Sawa adds, “Don’s never really talked about how many times could we kill you. He’s always talking about, ‘How can I make this death better,’ and that’s what I think excites him is how he can top each death. The electricity, to me blowing up to, obviously in this season, the eyes and with the elevator, which was my favorite one to shoot. So if it goes on, we’ll see if he could top the deaths.”

Devon Sawa as dead President James Collins in Chucky season three

CHUCKY — “Death Becomes Her” Episode 305 — Pictured in this screengrab: Devon Sawa as James Collins — (Photo by: SYFY)

The actor has played a handful of distinctly different characters since the series launch, each one meeting a grisly end thanks to Chucky. And Season 3 gave Sawa his favorite characters yet.

“I would say the second one was a lot of fun to shoot, the actor says of Randall Jenkins. “The President was great. I liked playing the President. He was the most grounded, I hope, of all the characters. I did like playing him a lot.” Mancini adds, “He’s grounded, but he’s also really traumatized, and I thought you did that really well, too.”

The series creator also reveals a surprise correlation between President James Collins’ character arc and a ’90s horror favorite.

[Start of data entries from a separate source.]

PR #5126, opened 2026-07-29
refactor(cli): rename CPU profiling flag

julianknutsen:
## What

Rename the global CPU/trace diagnostic switch from `--profile` to
`--cpu-profile` and update its focused regression coverage and in-tree comment.

## Why

`--profile NAME` is the conventional namespace for selecting a named CLI
configuration. The existing boolean diagnostic flag prevents that interface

I saw Devon’s role as the president in Season 3; he’s very Kennedy-esque, Mancini explains. “But then given the supernatural plot turns that happen, to me, the analogy is Michelle Pfeiffer in What Lies Beneath, the character that is seeing these weird little things happening around the house that is starting to screw with his sanity and he starts to insist, ‘I’m seeing a ghost, and his spouse thinks he’s nuts. So I always like that. That’s Michelle Pfeiffer in What Lies Beneathwhich is a movie I love.”

The finale of  “Chucky” Season 3: Part 2 airs Wednesday, May 1 on USA & SYFY.